# 1965 GTO Rally 1 Rim/Tire Replacement Question



## Thurmond Farm (Sep 4, 2020)

I was planning on putting my original rims and tires on the shelf and getting factory looking replacements. I was planning on buying Rally 1 replacements from Ames, whereas, they offer 14x6 polished, 14x6 brushed, 14x7 polished, 15x7 polished or 15x8 polished.. I would like all four rims/tires to be the same size. Looking for a beefy look but want to fit in the wheel wells and not rub.

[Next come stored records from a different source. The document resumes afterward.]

Issue #4289, opened 2024-11-14
On /projects/new change link for "You can learn more about managing projects here"


tiwane:
For "You can learn more about managing projects here" we should update the "here" link to target https://help.inaturalist.org/en/support/solutions/articles/151000176472

kueda:
Fixed in 841b0882685c9e5d4d3a0f45a75ae90b32846407

PR #4297, opened 2024-11-21
#4289 change url text in translations

jotamayo97:
#4289 
I've seen that you use Crowdin for translations but in this particular case with links idk if its ok to do this from here.
Im sorry for the noise in other case.

### DIFF
--- a/config/locales/ar.yml
+++ b/config/locales/ar.yml
@@ -4548,7 +4548,7 @@ ar:
         welcome_to_projects: مرحبا بك في المشاريع!
         you_can_learn_more_html: |
           يمكنك معرفة المزيد حول إدارة المشاريع 
-          <a href="https://www.inaturalist.org/pages/managing-projects">هنا</a>
+          <a href="https://help.inaturalist.org/en/support/solutions/articles/151000176472">هنا</a>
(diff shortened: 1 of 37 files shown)


jotamayo97:
I'm also curious about the deployment process. When do you usually deploy to production?

pleary:
We only edit the en.yml file in this repo and all other changes are pulled from Crowdin. When we make a change to an existing translation, we prefer to generate a new key for it. Crowdin isn't great about highlighting changes made to content of existing keys, and by generating a new key it makes it obvious that work is needed to edit the translation.

Based on those requirements, could you please do a few things for this pull request:
* Revert all changes to files that aren't en.yml
* Change the key in en.yml from `you_can_learn_more_html` to `you_can_learn_more_html2`
* Update all uses of that key to use `you_can_learn_more_html2` instead. It seems like that might only be [here](https://github.com/inaturalist/inaturalist/blob/main/app/webpack/projects/form/components/app.jsx#L151).

If you make those changes we'll be able to merge this in. We deploy most days there are code changes. That is a few times a week at least, some days multiple times a day. Translations are merged in from Crowdin at least once a month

Obviously the tires couldn't get too crazy big........maybe slightly larger redlines either 70, 65 or 60s. Any thoughts?

Thanks,

Blair


----------



## Thurmond Farm (Sep 4, 2020)

Thurmond Farm said:


> I was planning on putting my original rims and tires on the shelf and getting factory looking replacements. I was planning on buying Rally 1 replacements from Ames, whereas, they offer 14x6 polished, 14x6 brushed, 14x7 polished, 15x7 polished or 15x8 polished.. I would like all four rims/tires to be the same size. Looking for a beefy look but want to fit in the wheel wells and not rub. Obviously the tires couldn't get too crazy big........maybe slightly larger redlines either 70, 65 or 60s. Any thoughts?
> 
> Thanks,
> 
> Blair


I was looking yesterday at 14x6 replacement rims and 225x14x70 tires that measure 26.5 tall w/tread width 7.2 inches. From what I read, it appears that this will fit.

However, I noticed that there were also 15x7 replacement rims and 245x15x60 tires that measure 26.1 tall w/tread width 7.6 inches available and was interested in trying those. I assume that they might fit but not sure. Has anyone tried this?

Also I could try14x7 replacement rims and 245x14x60 tires that measure 25.6 tall w/tread width 8 inches.

Just because the height seems to fit the front doesn't necessarily mean that when you turn the wheel the tire will rub due to the additional width. Has anyone tried this?

Blair


----------